For Whom Do English Departments Exist?

In an account of ghostwriting for students (i.e., term-paper factory) the following story stood out:

Although my university experience did not live up to its vaunted reputation, it did lead me to where I am today. . . . I was determined to write for a living, and, moreover, to spend these extremely expensive years learning how to do so. When I completed my first novel, in the summer between sophomore and junior years, I contacted the English department about creating an independent study around editing and publishing it. I was received like a mental patient. I was told, “There’s nothing like that here.” I was told that I could go back to my classes, sit in my lectures, and fill out Scantron tests until I graduated.

Inconvenient human nature. He wanted to learn something the school didn’t formally teach. The school controlled something precious that he needed — time. The rest of his life was at stake, but it wouldn’t give it to him.

His college was like a diet without necessary nutrients. It stunted growth.

For whom do colleges exist?

7 thoughts on “For Whom Do English Departments Exist?

  1. Seth, there are lots of questions here–not all English departments are alike, not all professors would have treated him “like a mental patient,” and some institutions are more flexible in response to students’ requests. At my alma mater, a small liberal arts college, I had student directed tutorials with professors from the first year, including both theoretical and practical projects (designing and implementing a social survey, ethnography, communication theory). Most universities now offer various kinds of classes–one of my former students is now screenwriting and wants to incorporate ideas he developed in my class into his screenplays and filmmaking (this at the University of Michigan).

  2. at the school i went to (huge midwest state school) i’m sure he would have got either answer depending on who he asked, how he asked, and what mood (or how busy) the person he asked was in. i asked a lot of profs for independent study (including in the english dept, and i wasn’t a major) and and got both kinds of answers depending on differing factors. and unsurprisingly, it’s been the same story after university — sometimes people say yes, sometimes people say no.

  3. “I contacted the English department about creating an independent study…” Well there’s your mistake, right there. You need to contact a professor (preferably someone who already knows & likes you) to get tentative approval. Only then do you approach the bureaucrats.

  4. Yep, as Edward Thorndike said, the problem with anecdotes is that you don’t know the back story leading up to the observation. I concur with q and Alex on this one. It’s very bad form to draw general statements from an anecdote. Anecdotes can be incredibly helpful in suggesting what to look for but not for confirming what you found.

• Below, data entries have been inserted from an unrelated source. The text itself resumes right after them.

PR #21113, opened 2021-06-03
dev-python/pyjsparser: remove py3.7 & dev-python/js2py: bump to 0.71

xgqt:
dev-python/pyjsparser: remove py3.7 compatibility

dev-python/js2py: remove py3.7 compatibility

dev-python/js2py: bump to 0.71


juippis (approved):
Don't think we'd need to drop python-3.7 like this, but since it doesn't hurt either...
thanks!

xgqt:
Thanks for cooperation!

  5. Alex, I don’t know who the writer contacted. The article is unclear. Perhaps by “the English department” he or she meant a professor in the English department. Perhaps he or she contacted the chairman of the department. Who knows? Sure, it would be better to contact a professor than a bureaucrat. But to complain the writer didn’t know the best possible procedures is like Malcolm Gladwell in Outliers blaming the guy who got kicked out of Reed because his mom didn’t return a form. Someone else would have known what to do, said Gladwell.

  6. I graduated from PSU in June of 1976, so maybe my anecdote is way out of date. But I remember being repeatedly laughed at by my English professors when I said I wanted to write for a living. They said it was simply impossible and I should give up the idea. (I got the idea from my father who was a professional writer).

    They told me I would have to be a teacher because that was the only profession open to young women who were literate + college grads. The pressure was so great that even when I went to the CA State employment office, they said they would only send me to teacher interviews even though I had experience as an executive secretary to a TV star and had worked on a newspaper. Under pressure to support my elderly parents, I caved in and became a teacher, hated it, then became an adult education instructor which I like better, but not much.

    Now I am planning to retire. I have written a book for college students telling about all of the things that neither parents nor colleges like to tell them about college. I am saving my money to self-publish it. It is called: College Crazy And How Not To Be. It includes a chapter on how to drop out. And another chapter called, “They’ll Call It Credit; You’ll Call It Debt.”